MSc Mechanical ENG Defense Notice (Haining Li)
MSc Mechanical Engineering Defense
Friday, January 22, 2021
2:30 PM Via zoom
Presented by: Haining Li
Supervisor: Dr. Kefu Liu
Join Zoom Meeting
https://lakeheadu.zoom.us/j/97929392265?pwd=MStOYVgyZDRuazJyTnpFeGtHTyt3...
Meeting ID: 979 2939 2265
Passcode: 073029
A Tunable Multi-Stable Piezoelectric Vibration Energy Harvester
ABSTRACT
The vibration energy harvester is intended to convert ambient environmental energy into electrical energy. It has great potential to be an alternative to the conventional battery in low-power electric devices. A traditional vibrating energy harvester consists of a linear oscillator that operates in a narrow frequency band. Nonlinear energy harvesters provide a promising solution to widen the operating bandwidth. Based on the system stability states, the nonlinear vibration energy harvesters can be classified as mono-stable and multi-stable. In this study, a tunable multi-stable piezoelectric energy harvester is proposed. The apparatus can be manually tuned to achieve three states, namely tri-stable, bi-stable, and mono-stable. It has a compact structure compared to the existing designs.
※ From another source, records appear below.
PR #180, opened 2017-10-18
base js: make event handling error if trying to use with elem collections

kellyredding:
This is a protection feature.  Since Romo's js api is so similar
to jQuery's, it is logical that a dev might accidentally think to
call `.on` passing a collection of elems and have it work.  This
won't work.  So this add's a loud error to let you know you are
not using Romo's api correctly.

This should also protect us from mistakes as we port Romo from
jQuery to vanilla js.

@jcredding ready for review.


jcredding (approved):

PR #181, opened 2017-10-18
Update `RomoInlineForm` component to not use jquery

jcredding:
This updates the `RomoInlineForm` component to not use jquery.
`RomoInlineForm` component. None of the other components
initialize or use the romo inline form component.

`romoInlineForm` instead of just `inlineForm`. This is part of
having everything properly namespaced in romo and ensuring it
should work without issue with other javascript libraries.

This also updates the `RomoForm` initialization, event names, and
variable names to match the updates to the `RomoForm` component.


kellyredding (approved):
@jcredding I'm good with this 👎

PR #182, opened 2017-10-18
update select/picker related components to get up to convention

kellyredding:
This is just a few small tweaks as these components are fairly
recent and were already mostly up to convention.  These components
actually established many of our modern conventions.  This mostly
just gets consistent "private" section comments and moves logic
into `_bindElem` where appropriate (as we've done in the other
components).

@jcredding ready for review.


jcredding (commented):

PR #183, opened 2017-10-18
base js: remove `getComputedStyle` method

kellyredding:
Now that we have the `.css` method (which is the exact same
implementation), we no longer need this method.  `css` is more
succinct and is what we'll be using going forward.

This removes the base js method and its usage in base js and
indicator text input.  The other uses have already been updated
as part of earlier cleanups/reworks in the effort to move off of
using jQuery.

@jcredding ready for review.


jcredding (approved):

PR #184, opened 2017-10-19
update modal/dropdown/inline form components to latest conventions

kellyredding:
This updates these form components to reorg their methods so that
the "private" methods all have the leading underscor convention
and follow the `_bindElem` pattern that our other compoenents use.

This also fixes an error from when these were converted to Romo
js syntax and off of jQuery syntax in previous efforts.  The form
elem isn't available on initial load b/c it is, most typically,
loaded via ajax "load success" events.  So the initial `_bindForm`
call won't find a form elem and the `.romoForm` property will be
undefined unitl the "load success" events happen.  This means we
need to alter the `_bindForm` logic to only do its stuff if there
is a form elem.  Previously jQuery would return a "collection"
whether a form elem existed or not so the event binding were safe
whether a form elem existed or not.  Not so anymore.

@jcredding ready for review.

### DIFF
--- a/assets/js/romo/dropdown_form.js
+++ b/assets/js/romo/dropdown_form.js
@@ -1,22 +1,9 @@
 var RomoDropdownForm = function(elem) {
   this.elem = elem;
 
-  this.romoDropdown = new RomoDropdown(this.elem);
-  this.doBindDropdown();
-
-  this.romoForm = undefined;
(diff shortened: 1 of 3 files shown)


jcredding:
@kellyredding - I'm good with this :boom: Nice catch on the form not always being there.

PR #209, opened 2017-10-26
Update dropdowns, modals, and tooltips to use `setTimeout` to place popup

jcredding:
This updates dropdowns, modals, and tooltips to use `setTimeout`
to place their popups. This fixes issues with the components
calculating their height/width appropriately when their content
is updated with components like pickers and selects. Both of these
change their HTML which causes their height to change. This in
turn causes the outer components height to change as well so
previous calculations may no longer be correct. By moving the
components into a `setTimeout` this allows the other components
time to adjust their HTML before placing the popup elem.

Note: This wasn't done on the popup open or resize event handler
for the components because it caused the dropdowns, modals, and
tooltips to have minor display issues. When the popup was opened
sometimes there would be a quick flash of the popup positioned
incorrectly. When resizing the animation wasn't smooth and it
would jitter as it adjusted its position based on the new window
size. This limits using the `setTimeout` to when the content of
the popup might change thus causing its height or width to
change.

### DIFF
--- a/assets/js/romo/dropdown.js
+++ b/assets/js/romo/dropdown.js
@@ -324,14 +324,14 @@ RomoDropdown.prototype._resetBody = function() {
 RomoDropdown.prototype._loadBodyStart = function() {
   Romo.updateHtml(this.bodyElem, '');
   this._bindBody();
-  this.doPlacePopupElem();
+  setTimeout(Romo.proxy(this.doPlacePopupElem, this), 1);
   Romo.trigger(this.elem, 'romoDropdown:loadBodyStart', [this]);
 }
 
 RomoDropdown.prototype._loadBodySuccess = function(data) {
   Romo.initUpdateHtml(this.bodyElem, data);
   this._bindBody();
-  this.doPlacePopupElem();
+  setTimeout(Romo.proxy(this.doPlacePopupElem, this), 1);
   Romo.trigger(this.elem, 'romoDropdown:loadBodySuccess', [data, this]);
 }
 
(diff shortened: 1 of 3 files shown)


assets/js/romo/dropdown.js
```diff
@@ -41,7 +41,9 @@ RomoDropdown.prototype.doPopupOpen = function() {
   }
 
   Romo.addClass(this.popupElem, 'romo-dropdown-open');
-  this.doPlacePopupElem();
+  setTimeout(Romo.proxy(function() {
```
kellyredding: @jcredding we discussed not wrapping in the proxied anonymous function and just adding directly.

kellyredding (approved):
@jcredding one comment - otherwise 👎

jcredding:
@kellyredding - After playing around with this in the UI I chose to remove using `setTimeout` in the components `doPopupOpen` functions. As mentioned in the commit message, this sometimes caused the popups to flash in the incorrect spot and then immediately adjust. By not doing the `setTimeout` the popups don't seem to do this. I revered the `doPopupOpen` changes and updated the commit message. I think using `setTImeout` should probably be limited to when the content of the popups is changed since this is what causes the height/width to change.

kellyredding:
@jcredding "*would* jitter"

kellyredding (approved):
@jcredding changes make sense and the writeup is good.  We discussed trying this implementation without the `Romo.proxy` to see if it works, but otherwise I'm good here 👎

jcredding:
@kellyredding - I tried removing the `Romo.proxy` from the set timeouts and it doesn't work.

Firstly, the apparatus’s design is presented. The analytical model for the restoring force due to the magnetic interaction is developed by using the magnetic dipole approach. Then the model is validated experimentally. Using the measured data, the model optimization is conducted by using the genetic algorithm. Based on the optimized model, the stability state regions versus the tuning parameters are identified. Secondly, the electromechanical model of the developed apparatus is developed. By linearizing the model, the optimum resistance value of the linear system under harmonic excitation and colored noise excitation is studied, respectively. Thirdly, the output performance of the bi-stable energy harvester under colored noise excitation is investigated numerically and experimentally. Fourthly, the output performance of the tri-stable energy harvester is studied numerically and experimentally as well. The results show that the frequency analysis method is insufficient to determine the optimum resistance when the tri-stable energy harvester is engaged in the high orbit inter-well oscillation. In addition, when the multi-stable energy harvester system is at resonance, the output performance will be largely improved by the separation between each well.